**PROBLEM STATEMENT:** Track down each line below containing the string "first" and copy it.

**PROVIDED ENTRIES:**
PR #12268, opened 2026-06-05
fix(voice): abort voice recording on Ctrl key chords; skip insert on empty transcription

### LINKED ISSUE #11415: Voice input active state blocks Ctrl key chords (e.g. Ctrl+V paste does nothing while voice is recording)
## Describe the bug

When the voice input toggle key is a modifier key (e.g. Ctrl), pressing a key chord that includes that modifier while voice recording is active does not work correctly. The chord fires against an editor that is still in the voice-recording (non-editable) state, so the action either has no effect or behaves unexpectedly.

A secondary but related issue: if voice input is started and then stopped without any speech being detected, the transcription returns an empty string. That empty string was being passed to `user_insert`, which can inadvertently clear any existing text selection in the editor.

## To reproduce

**Ctrl-chord conflict:**
1. Configure Ctrl (or another modifier) as the voice input toggle key.
2. Open a terminal input or AI input editor.
3. Type some text so the editor has content.
4. Press and hold Ctrl to start voice recording.
5. While still holding Ctrl, press Shift+V (i.e. issue the Ctrl+Shift+V / paste chord).

**Expected:** Voice recording is aborted and the paste action inserts clipboard content normally.
**Actual:** The editor remains in the voice-recording state; the paste is swallowed or has no effect.

---

**Empty transcription clears selection:**
1. Configure voice input with Ctrl as the toggle.
2. Select some existing text in the editor.
3. Tap Ctrl briefly (start + immediately stop voice recording) without speaking.
4. Wait for transcription to return.

**Expected:** The selection is preserved; the editor is unchanged.
**Actual:** The empty transcription result calls `user_insert("")`, which replaces the selection with nothing, effectively deleting it.

## Expected behavior

- Any key chord pressed while voice is recording should first abort the recording, then allow the chord to proceed normally.
- An empty transcription result should be treated as a no-op; the editor buffer must not be modified.

## Operating system (OS)

Linux (Ubuntu), but the voice input code path is cross-platform so this likely affects macOS and Windows as well.

No — the paste workaround is to release Ctrl first and then use Ctrl+V, but the behavior is surprising and easy to trigger accidentally.

Yes — this is specific to Warp's voice input feature.

kyledross:
Fixes #11415

## Description
This PR fixes two voice-input editor issues:
- Keybound editing actions could fire while voice recording still held the editor in a non-editable state.
- Empty or whitespace-only transcription results could replace an active selection with nothing.

## Changes
- Centralized voice-cancel behavior in `EditorView::handle_action`:
  - Added `EditorAction::aborts_voice_input()` (allowlist of editing/submit/mutation actions).
  - If voice input is active and `action.aborts_voice_input()` is true, `handle_action` now calls `stop_voice_input(true, ctx)` before dispatching the action.
- Removed narrow per-action/per-path abort handling that this central guard supersedes.
- Updated transcription insertion guard in `apply_transcribed_voice_input` to skip insertion for blank/whitespace results using `trim().is_empty()`.

## Tests
Added/updated voice tests in `app/src/editor/view/voice_tests.rs`:
- `test_aborts_voice_input_predicate_for_passive_and_editing_actions`
- `test_handle_action_aborts_active_voice_for_editing_action`
- `test_handle_action_keeps_active_voice_for_passive_action`
- `test_blank_transcription_does_not_modify_buffer` (now explicitly covers an active selection)
- `test_non_empty_transcription_inserts_text`
- `test_transcription_error_does_not_modify_buffer`

## Local Validation
- `./script/format`
- `cargo check -p warp`
- `cargo test -p warp --features voice_input editor::view::voice::tests::`
- `cargo clippy --workspace --all-targets --all-features --tests -- -D warnings` (blocked locally in this environment by missing Node tooling for `command-signatures-v2` JS build)

## Agent Mode

### DIFF
--- a/app/src/editor/view/element.rs
+++ b/app/src/editor/view/element.rs
@@ -457,18 +457,6 @@ impl EditorElement {
                 ctx.dispatch_typed_action(EditorAction::ToggleVoiceInput(
                     voice_input::VoiceInputToggledFrom::Key { state: *state },
                 ));
-            } else if matches!(state, KeyState::Pressed)
-                && self.view_snapshot.voice_input_state.is_active()
-            {
-                // A modifier key other than the voice toggle key was pressed while voice is
-                // recording. Abort voice so that the resulting key chord can proceed normally.
-                //
-                // Example: if Ctrl is the voice toggle key and the user presses Ctrl+Shift+V
-                // to paste, voice is aborted when Shift is pressed. This ensures the editor
-                // is editable by the time V is pressed and the paste keybinding fires.
-                // (Keybindings are matched before element event handlers, so the abort must
-                // happen before the non-modifier key is pressed.)
-                ctx.dispatch_typed_action(EditorAction::AbortVoiceInput);
             }
         }
     }
--- a/app/src/editor/view/element.rs
+++ b/app/src/editor/view/element.rs
@@ -457,6 +457,18 @@ impl EditorElement {
                 ctx.dispatch_typed_action(EditorAction::ToggleVoiceInput(
                     voice_input::VoiceInputToggledFrom::Key { state: *state },
                 ));
+            } else if matches!(state, KeyState::Pressed)
+                && self.view_snapshot.voice_input_state.is_active()
+            {
+                // A modifier key other than the voice toggle key was pressed while voice is
+                // recording. Abort voice so that the resulting key chord can proceed normally.
+                //
+                // Example: if Ctrl is the voice toggle key and the user presses Ctrl+Shift+V
+                // to paste, voice is aborted when Shift is pressed. This ensures the editor
+                // is editable by the time V is pressed and the paste keybinding fires.
+                // (Keybindings are matched before element event handlers, so the abort must
+                // happen before the non-modifier key is pressed.)
+                ctx.dispatch_typed_action(EditorAction::AbortVoiceInput);
             }
         }
     }
--- a/app/src/editor/view/mod.rs
+++ b/app/src/editor/view/mod.rs
@@ -1093,6 +1093,11 @@ pub enum EditorAction {
     EmacsBinding,
     #[cfg(feature = "voice_input")]
     ToggleVoiceInput(voice_input::VoiceInputToggledFrom),
+    /// Abort any active voice recording without transcribing the captured audio.
+    /// Used to cancel voice input when a key chord is pressed while the voice toggle
+    /// key is held (e.g., Shift pressed before Ctrl+Shift+V).
+    #[cfg(feature = "voice_input")]
+    AbortVoiceInput,
     AttachFiles,
     SetAIContextMenuOpen(bool),
     ReadAndProcessImagesAsync {
@@ -1116,6 +1121,7 @@ impl EditorAction {
                 | EditorAction::TryToShowXRay(_)
                 | EditorAction::HideXRay
                 | EditorAction::Select(_)
+                | EditorAction::AbortVoiceInput
         )
     }
 
@@ -4210,6 +4216,13 @@ impl EditorView {
     }
 
     pub fn paste(&mut self, ctx: &mut ViewContext<Self>) {
+        // If voice input is recording, abort it first so the editor is editable for the paste.
+        // This handles the case where the voice toggle key (e.g. Ctrl) is held while the user
+        // presses a paste shortcut (e.g. Ctrl+V).
+        #[cfg(feature = "voice_input")]
+        if self.is_voice_input_active() {
+            self.stop_voice_input(true /* cancel_transcription */, ctx);
+        }
         // If this editor does not delegate paste handling, insert clipboard text content.
         // When paste handling is delegated, the parent view (e.g. the terminal input) is
         // responsible for processing the paste.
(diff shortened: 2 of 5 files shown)


advait-m:
ahaha, added label

/oz-review

advait-m:
> @advait-m
> 
> I ran into an unexpected error while working on this.
> 
> _Powered by [Oz](https://oz.warp.dev)_

😢 haha, I will take a look at this + review PR locally

app/src/editor/view/mod.rs
```diff
@@ -4175,6 +4179,13 @@ impl EditorView {
     }
 
     pub fn paste(&mut self, ctx: &mut ViewContext<Self>) {
+        // If voice input is recording, abort it first so the editor is editable for the paste.
```
advait-m: this works but it's whack-a-mole. cut (⌘X) and undo/redo (⌘Z), on mac, hit the exact same "non-editable while recording" problem and aren't covered, so bug 1 is only partly fixed. 

since every keybound action already funnels through `handle_action`, I'd think we could rather do one guard at the top of it that aborts voice for any non-voice action, then collapse the `paste()`/`handle_ctrl_c`/`escape` aborts into it. 

should fix the whole class in one spot. abort restores editability synchronously so the action still runs editable in the same call.

app/src/editor/view/voice.rs
```diff
@@ -493,7 +496,9 @@ impl EditorView {
         match result {
             Ok(transcribe_response) => {
                 log::debug!("Transcribed voice input: {transcribe_response:?}");
-                self.user_insert(&transcribe_response, ctx);
+                if !transcribe_response.is_empty() {
```
advait-m: nit: `.trim().is_empty()` to avoid whitespace transcript?

app/src/editor/view/element.rs
```diff
@@ -457,6 +468,18 @@ impl EditorElement {
...
+            {
+                // A modifier key other than the voice toggle key was pressed while voice is
+                // recording. Abort voice so that the resulting key chord can proceed normally.
+                //
+                // Example: if Ctrl is the voice toggle key and the user presses Ctrl+Shift+V
+                // to paste, voice is aborted when Shift is pressed. This ensures the editor
+                // is editable by the time V is pressed and the paste keybinding fires.
+                // (Keybindings are matched before element event handlers, so the abort must
+                // happen before the non-modifier key is pressed.)
+                ctx.dispatch_typed_action(EditorAction::AbortVoiceInput);
```
advait-m: I think we don't need this if we unify, smth like this

```
fn handle_action(&mut self, action: &EditorAction, ctx: &mut ViewContext<Self>) {
    #[cfg(feature = "voice_input")]
    if self.is_voice_input_active() && action.aborts_voice_input() {
        self.stop_voice_input(true /* cancel_transcription */, ctx);
    }

    match action { /* unchanged */ }
}
```

with
```
impl EditorAction {
    #[cfg(feature = "voice_input")]
    fn aborts_voice_input(&self) -> bool {
        // Any real editor command while recording means "not dictating" → abort.
        // Exclude the voice actions themselves.
        !matches!(self, EditorAction::ToggleVoiceInput(_) | EditorAction::AbortVoiceInput)
    }
}
```

app/src/editor/view/mod.rs
```diff
@@ -1098,6 +1111,7 @@ impl EditorAction {
                 | EditorAction::TryToShowXRay(_)
                 | EditorAction::HideXRay
                 | EditorAction::Select(_)
+                | EditorAction::AbortVoiceInput
```
advait-m: see comment above, I don't think we need to add this if we unify (can just use function)

advait-m (commented):
great fixes! A few (relatively small) comments - I think we can make sure we fix this for other actions besides paste too! @kyledross 

Tested paste fix locally and saw it working well

Feel free to ping me here once it's ready for another look!

app/src/editor/view/element.rs
advait-m: though I guess we need to be careful with the predicate here..  excluding only the voice actions means passive stuff aborts recording too. `TryToShowXRay`/`HideXRay` fire on mouse hover and `Scroll` on the wheel, so just moving the mouse while dictating would cancel the session. i'd also exclude `Scroll`/`TryToShowXRay`/`HideXRay`/`Focus` (≈ the passive set) but keep `UnhandledModifierKey` aborting. 

fwiw it's almost the same set as `should_report_active_cursor_position_updated` (mod.rs:1105), minus `UnhandledModifierKey` - would be worth a shared helper.

advait-m: thinking about it more, an allowlist could be safer too, to prevent any future actions causing problems:
```
fn aborts_voice_input(&self) -> bool {
    matches!(self,
        // text insertion / submit
        UserInsert(_) | VimUserInsert(_) | Tab | ShiftTab
        | Yank | Newline | CtrlEnter | ShiftEnter | AltEnter | Enter | CmdEnter
        | InsertLastWordPrevCommand | InsertNonExpandingSpace | InsertAutosuggestion
        // clipboard mutations
        | Cut | Paste | MiddleClickPaste
        // delete family
        | Delete | Backspace | VimBackspace
        | CutWordLeft | CutWordRight | DeleteWordLeft | DeleteWordRight
        | CutAllRight | CutAllLeft | DeleteAllRight | DeleteAllLeft
        | ClearLines | ClearAndCopyLines | CtrlC
        // history / structure edits
        | Undo | Redo | Fold | Unfold | FoldSelectedRanges | AddNextOccurrence
        | AddCursorAbove | AddCursorBelow
        // file attach (also needs editable target)
        | AttachFiles | DragAndDropFiles(_)
        // escape + deliberate-but-unbound chord (avoid stuck recording)
        | Escape | UnhandledModifierKey(_)
    )
}
```

kyledross:
Updated this PR with the latest fixes and test coverage improvements.

- Pushed `94dc378f` to the branch.
- Strengthened `test_blank_transcription_does_not_modify_buffer` so it now explicitly covers the active-selection case before applying blank/whitespace transcription.
- Updated the PR description so it matches the current implementation and test set.

Ready for re-review.

kyledross:
Quick update: this branch now includes the requested refactor and follow-up test hardening.

- Voice-cancel behavior is centralized in `handle_action` via `EditorAction::aborts_voice_input()` (allowlist approach).
- Empty/whitespace transcription handling now skips insert (`trim().is_empty()`).
- Added/updated voice tests in `app/src/editor/view/voice_tests.rs`, including explicit coverage for the active-selection blank-transcription case.
- Rebased onto latest `upstream/master` and pushed; rebase completed cleanly with no merge conflicts.

Validation run locally:
- `./script/format`
- `cargo check -p warp`
- `cargo test -p warp --features voice_input editor::view::voice::tests::`

It is ready for review.

kyledross:
Following-up on this PR.  It is ready for review.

**WRITTEN ANSWER:**
- Any key chord pressed while voice is recording should first abort the recording, then allow the chord to proceed normally.
No — the paste workaround is to release Ctrl first and then use Ctrl+V, but the behavior is surprising and easy to trigger accidentally.
+        // If voice input is recording, abort it first so the editor is editable for the paste.
+        // If voice input is recording, abort it first so the editor is editable for the paste.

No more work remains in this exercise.